The Major Economies Forum on Energy and Climate included presentations by the United States and other developed countries on what they would do to make good on financing outlined in the Copenhagen Accord resulting from last year's UN climate meeting in Denmark.

"There is an appreciation by everybody in the room it is important to make good on that commitment," US climate envoy Todd Stern said of the two-day meeting, which ended on Monday.

The Copenhagen Accord outlined funds approaching $30 billion for 2010 to 2012 to help developing countries adapt to global warming and mitigate its potential effects, like floods, droughts and stronger storms.

It also outlined longer-term financing by developed countries of $100 billion a year by 2020. Talks on that are being held by a separate UN panel headed by Britain and Ethiopia.

Legal agreement elusive

After Monday's meeting, Stern told reporters that participants from the forum's 17 economies - including China and India, European Union countries and Russia - had a broad-ranging talk on what can be done at the annual UN climate meeting to be held in Cancún, Mexico, late this year.

Stern said a binding agreement to cut emissions may not be possible in Mexico, but that progress can still be made on many issues. "There's still considerable support for the notion of a legal agreement [...] but I think that people are also quite cognisant of the notion that it might or might not happen."

He cautioned that hopes for progress can at times be too high, saying there was "a good appreciation and a sound appreciation that we don't want to let expectations far outstrip what can be done" in Cancún.

The US is the only industrialised nation outside the existing Kyoto Protocol, the UN plan obliging them to cut their greenhouse gas emissions by an average of at least 5% below 1990 levels during the period 2008-12.

A compromise US climate bill led by Senators John Kerry, a Democrat, Lindsey Graham, a Republican, and Joe Lieberman, an independent, is set to be unveiled on 26 April. It faces an uncertain future amid opposition from lawmakers from states with economies heavily dependent on fossil fuels.

At Monday's meeting, the US issued a document to participants that said its climate-related appropriations for 2010 total $1.3 billion and that the Obama administration has requested $1.9 billion for fiscal year 2011.

The funds include support for the US administration's pledge to provide $1 billion for the UN program Reducing Emissions from Deforestation and Degradation (REDD).

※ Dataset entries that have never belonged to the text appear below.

PR #899, opened 2024-02-27
Alt text checker

franzenr:
Created a new automation that will peer into our markdown files and make sure we never leave completely empty alt texts.

### DIFF
--- a/.github/scripts/alt_text.sh
+++ b/.github/scripts/alt_text.sh
@@ -1,4 +1,4 @@
-grep -rn --include=\*.md "\!\[\]"  | # search for lines with "![]" empty alt tag, only in markdown files
+grep -rn --include=\*.md "\!\[\s*\]"  | # search for lines with "![]" empty alt tag, only in markdown files
 grep  -v "ISSUE_TEMPLATE" > issues #return only lines in files that are NOT in the issue template folder
  #bc QA issue templates include example code block showing empty tag for illustration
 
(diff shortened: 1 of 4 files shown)


.github/scripts/alt_text.sh
```diff
@@ -0,0 +1,10 @@
+grep -rn --include=\*.md "\!\[\]"  | # search for lines with "![]" empty alt tag, only in markdown files
```
drelliche, line 1: Would it be just a few more regex characters to also check for alt tags that have empty spaces? I think this might do it...
```suggestion
grep -rn --include=\*.md "\!\[\s*\]"  | # search for lines with "![]" empty alt tag, only in markdown files
```

drelliche: I bring this up because I suspect that I will be an offender of this error type and I wouldn't want to let myself accidentally evade the checker :)

.github/workflows/alt_text.yml
```diff
@@ -0,0 +1,13 @@
...
+    branches: [ "main" ]
+    types: [opened, synchronize]
+
+jobs:
+  check-alt-text:
+    runs-on: ubuntu-latest
+    steps:
+      - uses: actions/checkout@v4
+      - name: Check markdown for alt text presence 
+        run: bash .github/scripts/alt-text.sh
```
drelliche, line 13: I only noticed this because it failed itself!

```suggestion
        run: bash .github/scripts/alt_text.sh
```

drelliche (commented):
One typo and one suggestion, then it looks great!

.github/workflows/alt_text.yml
franzenr: whoops lol good catch!

.github/scripts/alt_text.sh
franzenr: excellent call, I didn't even think about that as a fail case to include! Thanks for calling it out :)

drelliche (approved):
LGTM!!!

PR #905, opened 2024-03-14
Git and bash metadata updates

### LINKED ISSUE #890: Bash and Git depends on new CLI module
The Bash and Git sequences have dependencies on the new Demystifying the CLI module that should appear in its metadata. Figure out what those are and add them.

leemc-data-ed:
Added Demystifying the Command Line Interface to a bunch of module metadata as a pre req and/or in "depends on knowledge available in" list. Would close #890.


drelliche (approved):
LGTM!

PR #906, opened 2024-03-15
update marketplace actions to v4

franzenr:
update download-artifact, upload-artifact, and checkout to use v4, to address deprecation of node.js 16 actions


drelliche (approved):
lgtm, let's give a spin!

PR #925, opened 2024-04-29
Remove version reconstruction

franzenr:
remove instructions for reconstructing version history, as we have completed that initiative.


leemc-data-ed (approved):
Agree that this seems like a revision. Lgtm!

PR #927, opened 2024-04-30
Move learning_objective boiler plate to overview and feedback macros

rosemm:
I moved the text "After completion of this module, learners will be able to:" out of each module's individual `learning_objectives` macro and into the `overview` and `feedback` macros, which is where  the LOs are currently printed. 

This PR is a minor change in the sense that there are no edits that will affect learners' experience of modules, but it is a major change in that it touches every published module file, as well as the `overview` and `feedback` macros, docs.md, and all three templates. 

Note that we informally discussed maybe changing the wording before printing LOs, especially in the feedback section to something other than "After completion of this module, learners will be able to:" but that is not part of this PR. In future, we can make changes like that more easily, since it will be an edit in just macros.md rather than needing to edit each module file.


drelliche (approved):
Looks good to me!

PR #929, opened 2024-05-02
Add #1 to links that need it

pm0kjp:
Updated links that point to liascript content to make sure they point to a specific page.


drelliche (commented):
I don't know if we need the changes to the `current_version_description`s since it is a revision, especially for modules that are still in version 1.0.x, but I'm not strongly opposed to them.

The metadata files are fine, but also irrelevant as they aren't the source of truth for the metadata, that is on a different branch: https://github.com/arcus/education_modules/tree/metadata_workflow

pm0kjp:
> I don't know if we need the changes to the `current_version_description`s since it is a revision, especially for modules that are still in version 1.0.x, but I'm not strongly opposed to them.
> 
> The metadata files are fine, but also irrelevant as they aren't the source of truth for the metadata, that is on a different branch: https://github.com/arcus/education_modules/tree/metadata_workflow

The "version description" is something I went back and forth on, but finally decided that it makes sense to track some level of what changed, especially so 1.0.3 of something isn't later listed with just "initial version" -- because, uh, what did those three revisions accomplish?  It's helpful to us and to our learners, I think, to include details about typo fixes, etc. in case the numbering doesn't otherwise make sense.

drelliche (approved):
lgtm

PR #934, opened 2024-05-22
add link check workflow

franzenr:
periodically check for any links that no longer work in our module content. 

------
A few notes: 

Because there are files that always cause some failures (e.g., the intentionally bad urls being used as an example in a regex module), any errors found in a few files (how_to_troubleshoo.md, |macros.md, macros_python.md, and demystifying_regular_expressions.md) are excluded from the report that gets generated. This means this workflow will not catch any actually bad links in those modules. For a later iteration, we can always refine the code to not exclude those files all together, and instead just remove mentions of the links that we expected to fail, but this feels like a good skateboard. 

Also, while the cron syntax is valid, I'm not 100% sure it will accomplish what I actually want for it to accomplish (which is running only once every two weeks on a Tuesday, so we run it just before either backlog refinement or sprint planning). I don't feel like waiting to find out in a different repo though, and the worst consequences of it not working as expected are either (a) we get annoyed by way too many issues being created or (b) I realize in a month that it wasn't running when I wanted it to. These both seem like they are fine to happen on production. 

LMK if you have any questions or want me to walk you through the code in more depth or think the file needs more verbose commenting

### DIFF
--- a/.github/workflows/link_check_cron.yml
+++ b/.github/workflows/link_check_cron.yml
@@ -39,4 +39,4 @@ jobs:
         with:
           title: Link Checker Report
           content-filepath: issue_content.md
-          labels: report, automated issue, bug
+          labels: bug
--- a/.github/workflows/link_check_cron.yml
+++ b/.github/workflows/link_check_cron.yml
@@ -1,0 +1,42 @@
+name: Link check cron job
+
+# the role of this link check workflow is to periodically look for links
+# that have died since last QA. If broken links are found, action still passes
+# and an issue is created
+
+on:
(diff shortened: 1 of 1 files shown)


rosemm (approved):
This sounds great! I it looks like a lot of the work here is being done by `lycheeverse/lychee-action@v1.9.0` and `peter-evans/create-issue-from-file@v5`, and I didn't go track those down to see how they work, but I think that's fine -- the worst case scenario here is that we'll either have issue created that we don't want/need, or the issues we expect won't be created, and neither of those is a big problem. 
Thanks so much for putting this together! I think it will be so helpful!

PR #11888, opened 2022-07-13
Issue #11720: Kill surviving mutation in CheckstyleAntTask related to logging

Vyom-Yadav:
#11720 
Checkstyle Ant Task documentation: https://checkstyle.sourceforge.io/anttask.html

### Diff Reports:
 N/A
### Rationale:

`antTask.execute()` uses `System.currentTimeMillis()` to calculate the time elapsed, if we note the time before and after the execution of the method, that will be more than or equal to the time calculated inside the method.

Now the order of execution of instructions can change in a multithreaded program as the scheduler controls the threads, but all the related methods run on a single thread only.

### DIFF
--- a/src/test/java/com/puppycrawl/tools/checkstyle/ant/CheckstyleAntTaskTest.java
+++ b/src/test/java/com/puppycrawl/tools/checkstyle/ant/CheckstyleAntTaskTest.java
@@ -32,6 +32,8 @@ import java.util.List;
 import java.util.Locale;
 import java.util.Map;
 import java.util.ResourceBundle;
+import java.util.regex.Matcher;
+import java.util.regex.Pattern;
 
 import org.apache.tools.ant.BuildException;
 import org.apache.tools.ant.Project;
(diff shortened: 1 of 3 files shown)


Vyom-Yadav:
@nick-mancuso @baratali @rnveach @romani Please review, if this method of killing this mutant is good, then I will replicate this across other similar mutations.

src/test/java/com/puppycrawl/tools/checkstyle/ant/CheckstyleAntTaskTest.java
```diff
@@ -66,6 +69,9 @@ public class CheckstyleAntTaskTest extends AbstractPathTestSupport {
     private static final String NOT_EXISTING_FILE = "target/not_existing.xml";
     private static final String FAILURE_PROPERTY_VALUE = "myValue";
 
+    @TempDir
+    public File temporaryFolder;
```
nick-mancuso, line 73: What do we need this for?

nick-mancuso (changes requested):
Item:

src/test/java/com/puppycrawl/tools/checkstyle/ant/CheckstyleAntTaskTest.java
Vyom-Yadav: My bad, we don't require it, earlier instead of using `CheckstyleAntTaskLogStub` I was logging to a temporary file, removed it now, done.

nick-mancuso (approved):
Good idea!

romani (approved):
Ok to merge.

This is completely valid implementation of test. We can not make Input like test on this, but took most top level classes to operate in test method.

PR #11898, opened 2022-07-16
Issue #11720: Kill surviving mutation in PackageObjectFactory

Vyom-Yadav:
#11720

### Diff Reports: 
N/A

Missing Test Case Was Added

### DIFF
--- a/src/test/java/com/puppycrawl/tools/checkstyle/PackageObjectFactoryTest.java
+++ b/src/test/java/com/puppycrawl/tools/checkstyle/PackageObjectFactoryTest.java
@@ -23,12 +23,14 @@ import static com.google.common.truth.Truth.assertWithMessage;
 import static com.puppycrawl.tools.checkstyle.PackageObjectFactory.AMBIGUOUS_MODULE_NAME_EXCEPTION_MESSAGE;
 import static com.puppycrawl.tools.checkstyle.PackageObjectFactory.BASE_PACKAGE;
 import static com.puppycrawl.tools.checkstyle.PackageObjectFactory.CHECK_SUFFIX;
+import static com.puppycrawl.tools.checkstyle.PackageObjectFactory.ModuleLoadOption.SEARCH_REGISTERED_PACKAGES;
 import static com.puppycrawl.tools.checkstyle.PackageObjectFactory.ModuleLoadOption.TRY_IN_ALL_REGISTERED_PACKAGES;
 import static com.puppycrawl.tools.checkstyle.PackageObjectFactory.NULL_LOADER_MESSAGE;
 import static com.puppycrawl.tools.checkstyle.PackageObjectFactory.NULL_PACKAGE_MESSAGE;
 import static com.puppycrawl.tools.checkstyle.PackageObjectFactory.PACKAGE_SEPARATOR;
 import static com.puppycrawl.tools.checkstyle.PackageObjectFactory.STRING_SEPARATOR;
 import static com.puppycrawl.tools.checkstyle.PackageObjectFactory.UNABLE_TO_INSTANTIATE_EXCEPTION_MESSAGE;
+import static org.junit.jupiter.api.Assertions.assertThrows;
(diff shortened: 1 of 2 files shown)


src/test/java/com/puppycrawl/tools/checkstyle/PackageObjectFactoryTest.java
```diff
@@ -491,4 +528,8 @@ protected void processFiltered(File file, FileText fileText) {
 
     }
 
+    private static class MockClass {
+        MockClass() {
```
nick-mancuso, line 532: Do we need explicit default constructor?

nick-mancuso (changes requested):
Item:

src/test/java/com/puppycrawl/tools/checkstyle/PackageObjectFactoryTest.java
Vyom-Yadav: If the class has an access modifier `private` then the default constructor by default also has a `private` access modifier, reflection can find that constructor (we won't get `NoSuchMethodException`) but we will get `IllegalAccessException`. So if we use private then the default constructor either needs to be `public` or with the default access modifier.

src/test/java/com/puppycrawl/tools/checkstyle/PackageObjectFactoryTest.java
```diff
@@ -478,6 +479,42 @@ public void testGenerateThirdPartyNameToFullModuleNameWithException() throws Exc
...
+    }
+
+    @Test
+    public void testCreateModuleWithTryInAllRegisteredPackages() {
+        final ClassLoader classLoader = ClassLoader.getSystemClassLoader();
+        final Set<String> packages = Collections.singleton(BASE_PACKAGE);
+        final PackageObjectFactory objectFactory =
+            new PackageObjectFactory(packages, classLoader, SEARCH_REGISTERED_PACKAGES);
+        try {
+            objectFactory.createModule("PackageObjectFactoryTest$MockClass");
```
nick-mancuso, line 502: Please use assertThrows.

nick-mancuso (changes requested):
Item:

src/test/java/com/puppycrawl/tools/checkstyle/PackageObjectFactoryTest.java
Vyom-Yadav: Done.

src/test/java/com/puppycrawl/tools/checkstyle/PackageObjectFactoryTest.java
Vyom-Yadav: @nick-mancuso Semaphore is complaining, `setAccessable(true)` won't work as I would have to change the code in `PackageObjectFactory` to do so.

rnveach: https://github.com/checkstyle/checkstyle/blob/399f1b48b79731d65e824eb927971ef6174c3463/src/main/java/com/puppycrawl/tools/checkstyle/utils/ModuleReflectionUtil.java#L96

nick-mancuso: Let’s skip this, if constructor is not redundant, I am good.

nick-mancuso (approved):

nick-mancuso (changes requested):
@Vyom-Yadav original implementation of was OK, let’s make CI happy so we can merge this.

Vyom-Yadav:
@nick-mancuso Done, semaphore was giving `The constructor PackageObjectFactoryTest.MockClass() is never used locally` so I changed the access modifier of the class so we don't have to deal with constructor.

nick-mancuso (approved):

nick-mancuso:
Build failure in Travis and no-error-xwiki are not related to changes in this PR.

PR #11904, opened 2022-07-17
Pull #11904: Remove pitest mutation checking HTML model

Vyom-Yadav:
Remove `pitest-survival-check-html.sh` as new XML model covers are useful cases.

### One case not covered by the XML model (as it is based on `mutations.xml`):

The new pitest method only examines `mutations.xml` which isn't appropriate to determine lines that are uncovered and are not mutated (due to the absence of some mutator). Such lines can only be taken from the HTML file.

An example of such lines is present over [here](https://vyom-yadav.github.io/DiffReport/pit-blocks-mod-1/index.html) (modified a bit for demonstrating).

Though uncovered lines will result in low line coverage, it is rounded up in certain cases ([example](https://vyom-yadav.github.io/DiffReport/pit-blocks-mod-single-line/index.html)) and the line coverage becomes 100% :( https://github.com/hcoles/pitest/issues/375 

Mutations on lines that have no coverage are of type `NO_COVERAGE`, such mutations are **supported** by the XML report checker.

But it shouldn't be a problem as we have jacoco for line coverage and if there are multiple uncovered lines, then pitest line coverage will also drop and it will fail.

---

The issue for XML report not containing information about uncovered lines is created at https://github.com/hcoles/pitest/issues/1059

---

In some cases when the number of mutators is limited, some uncovered lines are also mutated and mutants are present in the XML report.
In the mock example below, line 277 is uncovered but has a mutation with status `NO_COVERAGE`
Screenshot from 2022-07-20 10-26-36
Screenshot from 2022-07-20 10-28-53

Lines 274, 275, and 276 are uncovered and nothing about them is present in the XML report.
See the report [here](https://vyom-yadav.github.io/DiffReport/pit-blocks-mod-1/com.puppycrawl.tools.checkstyle.checks.blocks/EmptyBlockCheck.java.html) (Mock Example)


romani:
@Vyom-Yadav, please resolve conflict

Please reference PR number in git commit, to preserve reasons why we removed it.

romani:
Next time please do it as prefix "Pull #xxxxx:"

Vyom-Yadav:
The issue for XML report not containing information about uncovered lines is created at https://github.com/hcoles/pitest/issues/1059

romani:
Discussion can be continued, we can reconsider this decision at any point of time.

Issue #11865, opened 2022-07-08
Resolve IDEA violations from Teamcity 2022.04 (Bundled IntelliJ IDEA 2022.1.3)


romani:
https://teamcity.jetbrains.com/buildConfiguration/Checkstyle_IdeaInspectionsMaster/3892633?buildTab=Inspection

Java/Code maturity
[Deprecated member is still used (1)](https://teamcity.jetbrains.com/viewLog.html?tab=Inspection&buildId=3892633&embedded=true#)
Java/Javadoc
[Link specified as plain text (20)](https://teamcity.jetbrains.com/viewLog.html?tab=Inspection&buildId=3892633&embedded=true#)
Java/Verbose or redundant code constructs
[Multiple occurrences of the same expression (2)](https://teamcity.jetbrains.com/viewLog.html?tab=Inspection&buildId=3892633&embedded=true#)
Markdown
[Incorrect table formatting (1)](https://teamcity.jetbrains.com/viewLog.html?tab=Inspection&buildId=3892633&embedded=true#)
RegExp
[Regular expression can be simplified (36)](https://teamcity.jetbrains.com/viewLog.html?tab=Inspection&buildId=3892633&embedded=true#)

pbludov:
The last one is dubious:
![изображение](https://user-images.githubusercontent.com/900805/178112176-aa0f1a28-3aac-4c89-901d-b9d194ab23cf.png)

Maybe `'\n'` will be suitable here.

romani:
> Dmitry Treskunov (TeamCity)                                                                    Jul 8, 2022, 19:31 GMT+3
Hi, I've just installed 2021.2.3, could you please try again?
Dmitry Treskunov, TeamCity Team Lead

romani:
This ticket will be good task for migration of TC from UI to config.
to show how we can smoootly fix all violations and update to new Inspection in same PR.

romani:
Sonar plugin execution is hanging https://teamcity-support.jetbrains.com/hc/en-us/requests/4153345

romani:
Student can download from Jetbrains exactly this version of IDEA, and run all on local.

Vyom-Yadav:
Getting a 404 on all links

nick-mancuso:
Yes, whatever build they were obtained from has probably been removed. We can just run it locally to get the same result.

Vyom-Yadav:
[...]

PR #12014, opened 2022-08-01
Issue #11865: solve regexp can be simplified

pbludov:
Part of #11865

All `[A-Za-z0-9_]` replaced with `\w`, `[0-9]` replaced with `\d`.

Also, `[A-Za-z0-9]` replaced with `[A-Za-z\d]`. It looks a bit strange for me, but the inspection works in this way.


pbludov:
The PR is ready for review. I'm not going to assign anyone till GSOC ends.

romani:
@pbludov , please resolve conflict

romani (changes requested):
Ok

romani (approved):
Okok

nick-mancuso (commented):
I am OK to update java code for this inspection, since all our java code is well tested and regexp in Java is system agnostic. Also, we have the intellij inspection to make `\w` and `\d` consistent in our code base (at least in some of our codebase, this is another discussion). But, I am not a big fan of migrating all scripts to this, as I have doubts about it's portability (both for OS and grep/perl/awk, etc.), and we have no way to enforce new format going forward. Also, if we match some unicode digit by accident in a script (`\d` is **not** equivalent to [0-9]), this will be very difficult to debug, especially in cases where we are using the result as an integer. Additionally, by using `\d` in cases like pmd inspections (such as `classPattern`), we are  extending allowed naming conventions in our project. Example: `MyClass८৮੮૮୮௮౮೮` is now a valid identifier. @romani @pbludov are we sure about this update?

pbludov:
I don't like these changes either. Let's drop this PR.

romani:
@pbludov , can we revert \d ? And keep rule suppresed or disabled

rnveach:
@romani @pbludov Is there any piece of this PR we are going to salvage?

romani:
I think we can close PR as even author do not like it, and too much "false positives" or "wont fix".
in case somebody want to continue, we can reopen this PR or reuse branch.

Issue #12017, opened 2022-08-02
Kill surviving mutations in pitest-api


Vyom-Yadav:
Kill all new surviving mutations in `pitest-api`.
See https://github.com/checkstyle/checkstyle/blob/master/.ci/pitest-suppressions/pitest-api-suppressions.xml

romani:
closing in favor of https://github.com/checkstyle/checkstyle/issues/13672

PR #12021, opened 2022-08-02
Issue #12017: Kill surviving mutations in AbstractCheck for tabWidth

Vyom-Yadav:
#12017 

### Rationale:
No need to specifically initialize `tabWidth` to a default value, the default value is inherited from the parent module. Only the root modules need to explicitly instantiate `tabWidth` with a default value (Only `Checker` needs to instantiate the field)

https://github.com/checkstyle/checkstyle/blob/a54849afccd9cdc371c6040398d27225947debe0/src/main/java/com/puppycrawl/tools/checkstyle/api/AutomaticBean.java#L256-L265

### DIFF
--- a/.ci/pitest-suppressions/pitest-api-suppressions.xml
+++ b/.ci/pitest-suppressions/pitest-api-suppressions.xml
@@ -3,15 +3,6 @@
   <mutation unstable="false">
     <sourceFile>AbstractCheck.java</sourceFile>
     <mutatedClass>com.puppycrawl.tools.checkstyle.api.AbstractCheck</mutatedClass>
-    <mutatedMethod>&lt;init&gt;</mutatedMethod>
-    <mutator>org.pitest.mutationtest.engine.gregor.mutators.experimental.MemberVariableMutator</mutator>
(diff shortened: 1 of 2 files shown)


nick-mancuso (approved):

rnveach:
https://github.com/checkstyle/checkstyle/blob/master/src/main/java/com/puppycrawl/tools/checkstyle/Checker.java#L454
https://github.com/checkstyle/checkstyle/blob/master/src/main/java/com/puppycrawl/tools/checkstyle/Checker.java#L475

> default value is inherited from the parent module

Correct, it is the responsibility of the parent to pass on default properties to the children. You can see the same code in `TreeWalker` as well.

> Only the root modules need to explicitly instantiate tabWidth with a default value (Only Checker needs to instantiate the field)

Unless the children want to override it and do something different for some reason.

However, it is up to each child to pass it along to their own children. Hence me pointing out you can see similar code in `TreeWalker`. If `TreeWalker` did nothing, the children wouldn't get the new value.

rnveach (approved):

nick-mancuso:
Drone is pending for days, let’s merge this.

PR #12022, opened 2022-08-02
Issue #11758: Adding CheckForVariable function to util.sh

### LINKED ISSUE #11758: Adding CheckForVariable function to util.sh
Whenever we add a token or key, it is important to check if it exists before we run the shell script.

Currently, I am using this function in the release project but as we use a lot of tokens in different shell scripts, we need to make a general function in util.sh so that we can call this function and remove repetition of creating this function.

Function:

```
checkForVariable() {
    if [[ "$(declare -p "$1")" =~ ^declare\ -x ]]; then
       echo "Error: Define $1 environment variable"
       exit 1
    fi
}
```

Usage:
`checkForVariable "TOKEN_NAME"`

Rahulkhinchi03:
Fixes #11758

### DIFF
--- a/.ci/prepare-settings.sh
+++ b/.ci/prepare-settings.sh
@@ -1,16 +1,10 @@
 #!/bin/bash
 set -e
 
+source ./.ci/util.sh
+
 mkdir -p .ci-temp
 cp .ci/release-settings.xml .ci-temp/
-
-checkForVariable() {
-  VAR_NAME=$1
-  if [ ! -v "$VAR_NAME" ]; then
-    echo "Error: Define $1 environment variable"
-    exit 1
-  fi
-}
 
 checkForVariable "SONATYPE_USER"
 checkForVariable "SONATYPE_PWD"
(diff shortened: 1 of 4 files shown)


.ci/prepare-settings.sh
```diff
@@ -4,14 +4,6 @@ set -e
 mkdir -p .ci-temp
 cp .ci/release-settings.xml .ci-temp/
 
-checkForVariable() {
```
romani, line 7: Add `source ./.ci/util.sh`

romani (changes requested):
Items

.ci/prepare-settings.sh
Rahulkhinchi03: Done changes.

romani: Not done, recheck push and share testing of this script

Rahulkhinchi03: Done

Rahulkhinchi03: Done

Rahulkhinchi03: sdfjnsd

Testing: Getting the ERROR of checkForVariable. Working.

romani: Now I see `source`

romani (approved):
Ok to merge

PR #12026, opened 2022-08-03
Issue #12017: Kill surviving mutations in AbstractFileSetCheck related to initializing members

Vyom-Yadav:
#12017 

Logic same as #12021


nick-mancuso (approved):

rnveach:
GitHub, generate site

baratali (approved):
It doesn't seem that `fileExtension` value is inherited by child modules because it's not defined in the context:
https://github.com/checkstyle/checkstyle/blob/0666d2e379f3b813085a9c18e1e3548204e1d6c7/src/main/java/com/puppycrawl/tools/checkstyle/Checker.java#L449-L455
However, it still works because `CommonUtil.matchesFileExtension(file, fileExtensions)` returns true if `fileExtensions == null`, so if Checker passes a file then its child will process this file even if `fileExtensions == null`.

PR #11529, opened 2022-04-09
infra: run checkstyle in ru locale

romani:
related to https://github.com/checkstyle/checkstyle/pull/11280

PR #12031, opened 2022-08-04
Issue #12017: Kill surviving mutations in AbstractFileSetCheck related to custom message keys

Vyom-Yadav:
#12017

### This mutation falls under the category:

- Logic was analyzed to develop the test case.

In general, we make a new test case, but I didn't create one as the check logic coverage won't be affected by modifying the test configuration.

### DIFF
--- a/.ci/pitest-suppressions/pitest-api-suppressions.xml
+++ b/.ci/pitest-suppressions/pitest-api-suppressions.xml
@@ -37,15 +37,6 @@
   </mutation>
 
   <mutation unstable="false">
-    <sourceFile>AbstractFileSetCheck.java</sourceFile>
-    <mutatedClass>com.puppycrawl.tools.checkstyle.api.AbstractFileSetCheck</mutatedClass>
-    <mutatedMethod>log</mutatedMethod>
-    <mutator>org.pitest.mutationtest.engine.gregor.mutators.NonVoidMethodCallMutator</mutator>
-    <description>removed call to java/util/Map::get</description>
-    <lineContent>getCustomMessages().get(key)));</lineContent>
-  </mutation>
-
-  <mutation unstable="false">
     <sourceFile>AbstractViolationReporter.java</sourceFile>
     <mutatedClass>com.puppycrawl.tools.checkstyle.api.AbstractViolationReporter</mutatedClass>
     <mutatedMethod>setSeverity</mutatedMethod>
--- a/src/test/java/com/puppycrawl/tools/checkstyle/checks/NewlineAtEndOfFileCheckTest.java
+++ b/src/test/java/com/puppycrawl/tools/checkstyle/checks/NewlineAtEndOfFileCheckTest.java
@@ -110,8 +110,9 @@ public class NewlineAtEndOfFileCheckTest
 
     @Test
     public void testNoNewlineAtEndOfFile() throws Exception {
+        final String msgKeyNoNewlineEof = "File does not end with a newline :)";
         final String[] expected = {
-            "1: " + getCheckMessage(MSG_KEY_NO_NEWLINE_EOF),
+            "1: " + msgKeyNoNewlineEof,
         };
         verifyWithInlineConfigParser(
                 getPath("InputNewlineAtEndOfFileNoNewline2.java"),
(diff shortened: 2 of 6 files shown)


src/test/java/com/puppycrawl/tools/checkstyle/checks/NewlineAtEndOfFileCheckTest.java
```diff
@@ -110,8 +110,9 @@ public void testNoNewlineLfAtEndOfFile() throws Exception {
 
     @Test
     public void testNoNewlineAtEndOfFile() throws Exception {
+        final String msgKeyNoNewlineEof = "File does not end with a newline :)";
```
rnveach, line 113: This should cause issues with localization because this now means this test can only pass on an english machine if we do not enforce a locale during the run.

Vyom-Yadav: I can annotate it with `@DefaultLocale` to enforce the locale as after the annotated element has been executed the initial default value is restored.

There are similar pieces of code already present: https://github.com/checkstyle/checkstyle/blob/74d8802acfb8833cd34538447d0852baa58e6c5b/src/test/java/com/puppycrawl/tools/checkstyle/checks/coding/MatchXpathCheckTest.java#L112-L120

Can't a machine in a different locale understand strings in different languages? Like I can write a string in Chinese on my locale. I am not sure how failure will occur. 

I executed the test with `@DefaultLocale("zh-Hant-TW")` and `@DefaultLocale(language = "fr")`, both the times the test passed.

rnveach: Locale testing may not fully work until https://github.com/checkstyle/checkstyle/pull/11529 .

> Can't a machine in a different locale understand strings in different languages? 

The issue is your assertion is only looking for english, while the check execution may use the current locale and we pull in messages from different message files based on the locale requested. If we pull in french messages and compare then to your english message, the assertion will fail even though there is no "issue".

> There are similar pieces of code already present

`InputMatchXpathDoubleBrace.java` uses a custom message that is hardcoded in english in the configuration. This does not count.

rnveach: I guess I missed this, but I see your using a hardcoded messsage in the configuration for your tests.

Why do we need a hardcoded message here?

nick-mancuso:
@Vyom-Yadav please make CI happy

.ci/pitest-suppressions/pitest-api-suppressions.xml
```diff
@@ -18,15 +18,6 @@
     <lineContent>return Arrays.copyOf(fileExtensions, fileExtensions.length);</lineContent>
   </mutation>
 
-  <mutation unstable="false">
```
nick-mancuso, line 21: Why did we need two tests in two different checks to kill one mutation?

nick-mancuso (changes requested):
Question:

.ci/pitest-suppressions/pitest-api-suppressions.xml
Vyom-Yadav: > kill one mutation?

There are **two** mutations, one for:
https://github.com/checkstyle/checkstyle/blob/696cd880e83b6c0af3171bf003ebb142eb4c0d35/src/main/java/com/puppycrawl/tools/checkstyle/api/AbstractFileSetCheck.java#L213-L224

and the other for:
https://github.com/checkstyle/checkstyle/blob/696cd880e83b6c0af3171bf003ebb142eb4c0d35/src/main/java/com/puppycrawl/tools/checkstyle/api/AbstractFileSetCheck.java#L226-L242

But its the limitation of the survival checking method that it cannot differentiate between the two.

nick-mancuso: Please add this explanation to PR description.

Vyom-Yadav: Done

nick-mancuso (approved):

nick-mancuso:
@Vyom-Yadav please resolve conflicts

Vyom-Yadav:
> @Vyom-Yadav please resolve conflicts

Done.

nick-mancuso (approved):

PR #12045, opened 2022-08-09
minor: Fix sorting issue in pitest survival checking script

Vyom-Yadav:
The problem was with the `setDifference(..)` method, both `setOne` and `setTwo` it received were sorted, but as result was a `HashSet`, and the sorting had no effect.

The correct order of elements is displayed now, moreover instead of sorting elements earlier, we sort them while calculating `setDifference(..)`, `setOne` and `setTwo` are of type `HashSet` instead of `TreeSet`, this also executes `setTwo.contains(mutation)` in `O(1)` (on an avg.)


rnveach (approved):
Default sorting is: source file, mutated class, mutated method, line content, mutator, description.

nick-mancuso (approved):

Stern said there was progress on six issues at the meeting including mitigation, transparency, financing, technology, forests and adaptation.

It was the sixth meeting of the group since Obama launched the talks last year, and Michael Froman, deputy White House national security adviser, said the participants considered holding another meeting later this summer.

Representatives from some countries had to attend the conference via video conferencing because of cancelled flights resulting from the volcanic eruption in Iceland. Participants from Colombia, Denmark and Yemen attended the meeting.

(EurActiv with Reuters.)

Next steps: 
  • Second half of 2010: Two additional UN meetings.
  • 29 Nov.–10 Dec.: UN climate conference in Cancún, Mexico.
Background: 

The Copenhagen conference in December 2009 was designed to achieve a new agreement to replace the Kyoto Protocol, which expires in 2012.

But after two weeks of extenuating talks, world leaders delivered an agreement that left Europeans disappointed, as it did not include binding commitments to cut greenhouse gas emissions (EurActiv 19/12/09).

The face-saving deal, dubbed the 'Copenhagen Accord', established a goal to keep global temperature rises below 2°C in order to avoid dangerous climate change.

The Copenhagen Accord prescribed that developed countries would provide close to $30 billion in so-called 'fast-start' aid for developing countries for 2010-2012, rising to $100 billion a year by 2020.